WORK TO COMPLETE ::
Print the first line of the records below and every line after it, up to and including the line with "## What this does". Print nothing else.

Recorded data:
PR #732, opened 2026-08-18
Encrypt Storage bucket credentials, add an Integrations-backed source

timujinne:
## Summary

`PhoenixKit.Modules.Storage.Bucket` stores `access_key_id`/`secret_access_key` for cloud providers (`s3`, `b2`, `r2`, `tigris`). The schema docstring and README both say these are encrypted at rest. Neither was: `changeset/2` just cast the fields, and nothing in `lib/modules/storage/` ever called any encryption. Create a bucket through this API and the secret lands in the database in plain text.

## What this does

- `secret_access_key` is now actually encrypted before it's persisted, reusing `PhoenixKit.Integrations.Encryption` rather than adding a second crypto implementation — two new single-value functions, `encrypt_value/1`/`decrypt_value/1`, wrap its existing AES-256-GCM machinery. `access_key_id` is intentionally left alone; it's an identifier, not a secret (same treatment `aws_ses`'s `access_key` already gets).
- Buckets can instead reference a `PhoenixKit.Integrations` connection by UUID (`integration_uuid`, bare, no FK — same pattern as `phoenix_kit_newsletters`' `send_profiles.integration_uuid`). A changeset with both `integration_uuid` and a direct key set is a validation error, not a silent pick-one — two live sources for the same secret is exactly the failure mode this PR closes elsewhere.
- Decryption happens once, at the one place credentials are actually used (`Providers.S3.resolve_credentials/1`), not in the general-purpose `get_bucket/1` accessor, which now returns the stored value as-is.
- Already-encrypted-at-rest is opportunistic, not a backfill migration: a legacy plaintext `secret_access_key` gets encrypted on the next save of *any* field on that bucket (via `get_field/2`, not `get_change/2`, so an unrelated edit still triggers it). A real SQL-level bulk migration was considered and rejected — reimplementing this app's KDF+AES-GCM outside Elixir risks producing ciphertext its own `decrypt_value/1` can't read, and the blast radius is narrow (only installs that already configured direct cloud credentials, not the common `local`-bucket case). Existing rows stay plaintext until then; this is stated in the schema docstring and README, not left implicit.
- `secret_access_key` is also encrypted-length-aware now: the column was `varchar(255)`, but `enc:v1:` + base64 runs ~1.6x plaintext length, so any real secret past ~158 characters raised a raw, unvalidated Postgres error. Widened to `text` in the same not-yet-shipped V175 (folded in rather than a new version, since nothing has installed V175 yet).
- Three previously-silent failure paths now log (never the secret value, only the bucket and the reason): a missing/undecryptable integration, a decrypt failure, and `encrypt_value/1` falling back to plaintext when no key is resolvable — the last one is the same defect this PR exists to fix, one layer down, and was silent before this change too.

## What we did **not** verify — said plainly, not left for you to find

- `verify.exs --scenario s7,s8` — the harness this project's own manifest conventions point to for proving hand-declared objects against a live database — reports `SKIP:needs-generated-manifest` on this checkout regardless of a database being available (confirmed via the offline `--check` harness). We do not believe this is something this PR broke; it appears to be a pre-existing gap. In its place, we manually replayed `V175.up/1` against a scratch schema cloned from the live pre-V175 table structure and diff'd the catalog against every field the manifest declares (type, position, nullability, default, and the partial index's definition byte-for-byte) — full detail in the review comment below — plus ran the `create:`/repair-idempotence check the same scenarios would perform. That is not a substitute for the real harness; flagging the gap so it isn't silently assumed closed.
- Dialyzer could not be run to completion in our environment (an unrelated container memory limit kills the analysis phase before it produces output); `mix format`, `mix credo --strict`, and `mix compile --warnings-as-errors` are all clean.
- The dedicated test database we used for the 38 DB-backed tests (`phoenix_kit_test_bucket_enc`) no longer exists in our environment at review time, so that count is reported, not independently re-confirmed by every reviewer — the live-schema catalog verification above covers the same ground a different way.

## About the `chain_hash` restamp commit

One commit here (`8a8ef07b`) only restamps `PhoenixKit.Migrations.ExpectedSchema.@chain_hash`. Please read this plainly, not as a formality: **`chain_hash` is a desync detector between the shipped `postgres/v*.ex` files and the hand-written manifest body, not an integrity guarantee.** It's computed over whatever those files currently contain — anyone who edits a migration file and reruns the same script gets a hash that matches their own edit. What actually catches a bad change is the same thing that catches any other bug in a PR: a human reading the diff. To reproduce independently rather than take our word for it, run (no write):

```
mix run dev_docs/squash/restamp_chain_hash.exs
```

against this branch — it should report up to date. The restamp is its own commit with nothing else in it specifically so this one line is easy to review in isolation from the actual content changes, which land in the commits before it.

## Test plan

- `mix test` (relevant suites, DB-backed where applicable): 55+ tests, 0 failures.
- `mix format --check-formatted`, `mix credo --strict`, `mix compile --warnings-as-errors`: clean.
- `mix phoenix_kit.release_check`: `Migration Version Sync` — PASS (current_version/0 == v175.ex, floor contiguity V135..V175, chain_hash matches). The two remaining FAILs (`Git Branch`, `Tag Collision`) are hex-release readiness checks, not applicable to a PR.


timujinne:
## Independent end-to-end review

Reviewed across multiple rounds against a real PostgreSQL database (not just the diff). Two genuine gaps were found and fixed along the way, described below alongside what was verified — and, explicitly, what was not.

### Encryption path — verified against live behavior

- `secret_access_key` is genuinely encrypted before persisting (AES-256-GCM via `PhoenixKit.Integrations.Encryption`, the same machinery `#728` uses — this PR adds `encrypt_value/1`/`decrypt_value/1`, single-value wrappers around the existing cipher, not a second implementation). `access_key_id` is deliberately left alone, consistent with how `aws_ses`'s `access_key` is already treated as an identifier, not a secret.
- Decryption happens at exactly one place, `Providers.S3.resolve_credentials/1` — confirmed by grepping the whole tree for readers of `secret_access_key`. `get_bucket/1` returns the stored (possibly encrypted) value as-is; it does not decrypt.
- Mutual exclusion between `integration_uuid` and direct keys is a real changeset error, not a silent pick-one: tested by submitting a changeset with both set.
- Legacy plaintext migrates opportunistically: exercised against a real database — an existing bucket with a plaintext `secret_access_key`, saved with an unrelated field changed, and the secret came back encrypted afterward. No bulk migration; this is stated plainly in the docstring and README, not left implicit.
- Column overflow: reproduced end-to-end against real PostgreSQL in an isolated scratch schema. `enc:v1:` + base64 runs ~1.6x plaintext length, so a plaintext secret past ~158 characters overflowed the original `varchar(255)` with an unvalidated Postgres `22001`. Verified 159/200/2000-char secrets all round-trip after the column was widened to `text`; the full `up` → `down` → `up` cycle was also verified (down deliberately does not narrow the column back — shrinking a widened column risks truncating data this migration never touched).
- Three previously-silent failure paths in `resolve_credentials/1` (missing/undecryptable integration, decrypt failure, credentials map missing the expected keys) now log the bucket and the reason — confirmed the ciphertext itself never appears in the log output.
- `encrypt_value/1` falling back to plaintext when no key is resolvable — the same defect this PR exists to fix, one layer down — now logs a warning; confirmed the warning does not contain the secret.
- `redact: true` on the schema field: confirmed `inspect/1` on a bucket no longer shows the `enc:v1:` value.
- The `test_connection` LiveView path: the underlying `Storage.build_probe_bucket/1` helper correctly threaded `integration_uuid`, but its only production caller (`bucket_form.ex`) initially didn't pass it through — the helper's own tests were green while the real admin-panel button stayed broken. Caught by an independent re-review pass and fixed; the params map now carries `name`/`integration_uuid`.

### The manifest — what convinced us the body is correct

`chain_hash` (see the dedicated note below) only proves the shipped migration files and the recorded hash agree with each other — it says nothing about whether the hand-declared manifest objects describe what `V175.up/1` actually builds. That second claim needed separate proof, and the repository's own pointer for it — `verify.exs --scenario s7,s8` — reports `SKIP:needs-generated-manifest` on this checkout even with a database available (confirmed via the offline `--check` harness alongside s9/s10/s13/s17/s19/s20). That appears to be a pre-existing gap in this project's own verification story, not something introduced here — flagging it rather than letting the manifest header's repeated citation of s7/s8 imply it ran.

In its place: cloned the real pre-V175 `phoenix_kit_buckets` structure into an isolated scratch schema, applied `V175.up/1` verbatim, and diffed the resulting catalog against every field the manifest declares — type, position, nullability, default, and the partial index's definition byte-for-byte (`indexdef` matched modulo the schema token). Then ran the s7 tamper-and-repair check by hand, restricted to V175: dropped each of the three objects in turn and re-ran the manifest's own `create:` string verbatim. All three repaired correctly — critically, `secret_access_key` came back as `text`, not `varchar(255)`, which is exactly the defect an incomplete manifest entry would have reproduced. Re-running each `create:` against a healthy object was a clean no-op (the s8 idempotence property).

This covers the V175 delta. The V135..V174 manifest body predates this PR and was out of scope.

### About the `chain_hash` restamp commit

One commit here only restamps `PhoenixKit.Migrations.ExpectedSchema.@chain_hash`. Read this plainly, not as a formality: **`chain_hash` is a desync detector between the shipped `postgres/v*.ex` files and the hand-written manifest body, not an integrity guarantee.** It's computed over whatever those files currently contain — anyone who edits a migration file and reruns the same script gets a hash that matches their own edit. What actually catches a bad change is the same thing that catches any other bug in a PR: a human reading the diff. To reproduce independently rather than take this on trust, run (no write):

```
mix run dev_docs/squash/restamp_chain_hash.exs
```

against this branch — it should report up to date. The restamp is its own commit with nothing else in it, specifically so that one line is trivial to review in isolation from the content changes, which land in the commits before it.

### What we did **not** verify

- Dialyzer could not be run to completion in our environment — an unrelated container memory limit kills the analysis phase before it produces output. `mix format`, `mix credo --strict` (11058 mods/funs, no issues), and `mix compile --warnings-as-errors` are all clean.
- `verify.exs --scenario s7,s8` proper (see above) — SKIP on this checkout regardless of database availability; the manual replay described above covers the same ground a different way, but is not the same harness.
- The dedicated test database used for the DB-backed test runs no longer exists in this environment at final-review time, so the exact passing-test count from earlier in the process is reported, not independently re-run by every reviewer at every step — the live-schema catalog verification above re-covers the encryption/column/index claims directly against Postgres regardless.

### Gates at HEAD

`mix format` clean · `mix credo --strict` 11058 mods/funs, no issues · `mix compile --warnings-as-errors` clean · non-integration suite: 58 tests, 0 failures · `mix phoenix_kit.release_check`: `Migration Version Sync` PASS (current_version/0 == v175.ex, floor contiguity V135..V175, chain_hash matches). The two remaining FAILs (`Git Branch`, `Tag Collision`) are hex-release readiness checks, correctly out of scope for a PR.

OUTPUT ::
PR #732, opened 2026-08-18
Encrypt Storage bucket credentials, add an Integrations-backed source

timujinne:
## Summary

`PhoenixKit.Modules.Storage.Bucket` stores `access_key_id`/`secret_access_key` for cloud providers (`s3`, `b2`, `r2`, `tigris`). The schema docstring and README both say these are encrypted at rest. Neither was: `changeset/2` just cast the fields, and nothing in `lib/modules/storage/` ever called any encryption. Create a bucket through this API and the secret lands in the database in plain text.

## What this does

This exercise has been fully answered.